Question

The surface area of a cube is 42 cm². What is the volume of the cube, rounded to the nearest tenth of a cm³?​

Answer 1

18.5 cm³

Explanation:

To find the volume of a cube with a surface area of 42 cm², we need to first calculate its side length.
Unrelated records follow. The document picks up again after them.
Issue #275, opened 2013-07-04
Keyboard input does not work in Chrome on Android


samhed:
Platform: Android 4.2.2; Build/JDQ39; Nexus 7
Browser: Chrome 27.0.1453.90
Used adb logcat for debugging via USB.

I ran tests/input.html and noticed that instead of sending the key event (like it does on the iPad for example) the log shows this message:

I/chromium( 8658): [INFO:CONSOLE(110)] "Key event (keyCode = 229) not found on keyDownList", source: http://<mylocaldomain>:6080/include/util.js(110)

The following keys work as intended: 1,2,3,4,5,6,7,8,9,0,BACKSPACE,ENTER

Running other tests shows that the problem might not be in noVNC but rather in Chrome on Android. I found this issue for the chromium projects that confirm this:
http://code.google.com/p/chromium/issues/detail?id=118639

Issue #251, opened 2013-04-17
Keyboard input does not work in Firefox on Android


astrand:
Keyboard input does not work in Firefox 20.0.1 on Android. Backspace seems to work, but all other keys are lost somewhere.

doggdor:
How to install the fixes?

samhed:
@doggdor see my answer in #301

Issue #126, opened 2012-02-08
Keyboard input does not work on FF/Asus EEE Pad


astrand:
Using the Android based EEE Pad Transformer. Since the native browser does not support Websockets, I'm using Firefox 9.0 instead. Works, but the keyboard is basically unusable:
- It is only possible to type numbers. No other characters works. 
- The Enter key behaves like Tab. 

On this device, you can switch between "Asus" and "Android" keyboard. Both behaves the same. 

If I connect the physical keyboard (Dock), Enter and Backspace are the only keys that works.

PR #301, opened 2013-09-17
Fixes the onscreen keyboard in Chrome on Android

samhed:
Fixes Issue #275.

As seen in #275, using the onscreen Android keyboard in noVNC in Chrome does not work as of now in noVNC. This is because keyPress events does not get sent in Chrome on Android. As seen in this [thread](https://code.google.com/p/chromium/issues/detail?id=118639) it seems like the Chromium developers do not consider this behavior a bug and they recommend using input events instead.

This patch allows noVNC to catch input events from the hidden keyboardinput field which was used to give focus in order to bring up the onscreen keyboard. Input events instead of keyPress events brings a few pros and a few cons.. some keys that does not generate any input will require special handling but on the upside you automatically support the input of more than one character at a time, from for example gesture typing or "swipe" as well as auto-complete.

In cases where keyboard input works without this patch the code will not be invoked since the keyPress events prevents input from being entered into the input field. We will therefore never get input events at the same time as keyPress events.

Below follows a list of what I have tested and which events each case will trigger:

**Android 4.3, Nexus 7:**
Chrome 29 - input events
Firefox 23 - keypress events

**iOS 6.1, iPad Mini:**
Safari 6 - keypress events
Chrome 29 - keypress events

This patch is only affecting Chrome on Android as far as I can see. Unfortunately I do not have access to any windows touch device to test on.

And by the way, issues #126 and #251 should also be closed since the problem has been fixed in newer Firefox versions.

### DIFF
--- a/include/ui.js
+++ b/include/ui.js
@@ -155,7 +155,8 @@ addMouseHandlers: function() {
     $D("noVNC_mouse_button2").onclick = function () { UI.setMouseButton(4); };
     $D("noVNC_mouse_button4").onclick = function () { UI.setMouseButton(0); };
     $D("showKeyboard").onclick = UI.showKeyboard;
-    //$D("keyboardinput").onkeydown = function (event) { onKeyDown(event); };
+
+    $D("keyboardinput").oninput = UI.keyInput;
     $D("keyboardinput").onblur = UI.keyInputBlur;
 
     $D("sendCtrlAltDelButton").onclick = UI.sendCtrlAltDel;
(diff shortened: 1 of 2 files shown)


doggdor:
How to install the patch? My Android Chrome and firefox is still not working. The keyboard doesnt appear.

samhed:
There is no patch you have to install, it is merged into noVNC. Both Chrome and Firefox are definitely working. Can you please describe what you are doing and what you are seeing? Screenshots could be helpful for example.

doggdor:
First of all thanks to kanaka for the the program. It is really useful for me. In general I love github.com! 

My client is a raspberry (raspbian). To install noVNC I just followed some old instructions from 
[sudo git clone git://github.com/kanaka/noVNC]

By typing "sudo git clone git://github.com/kanaka/noVNC" there must be downloaded the newest version isn't it?

Thank you for the fast response!

doggdor:
Ah! I read about websockify, I think I have to install it

samhed:
> By typing "sudo git clone git://github.com/kanaka/noVNC" there must be downloaded the newest version isn't it?

yes

doggdor:
The keyboard doesnt want to open.. is it a problem of tightvncserver?

doggdor:
ok everything is right, the keyboard can be activitaed manually by using "vnc.html"

samhed:
I didn't think of vnc_auto.html since I rarely use it myself, apologies! Yes, there is a few features you miss out on if you don't use vnc.html.

PR #355, opened 2014-04-04
Fix rescale bug

ardevelop:


samhed:
We are not using this way of rescaling anymore. Closing

PR #362, opened 2014-05-02
Simple rpm packaging for redhat and clones.

dragz:
I've created a simple rpm build setup in redhat/.  Feel free to include it into the mainline.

Since the surface area of a cube is given, we can use that information to find the side length and then calculate the volume.

The formula for the surface area of a cube is given by:

`\large\boxed{\sf Surface \;Area = 6 s^2}`

where "s" is the side length.

Given that the surface area is 42 cm², we can set up the equation using the formula, and solve for s:

`\begin{aligned}6s^2&=42\\\\(6s^2)/(6)&=(42)/(6)\\\\s^2&=7\\\\s&=√(7)\; \sf cm\end{aligned}`

Now that we have the side length, we can calculate the volume of the cube.

The formula for the volume of a cube is given by:

`\large\boxed{\sf Volume = s^3}`

where "s" is the side length.

Substitute the found value of s into the formula for the volume of a cube:

`\begin{aligned}\sf Volume&=\left(√(7)\right)^3\\&=\left(√(7)\right)^2 \cdot \left(√(7)\right)^1\\&=7√(7)\\&=18.520259...\\&=18.5\; \sf cm^3\;(nearest\;tenth)\end{aligned}`

Therefore, the volume of the cube is 18.5 cm³, rounded to the nearest tenth.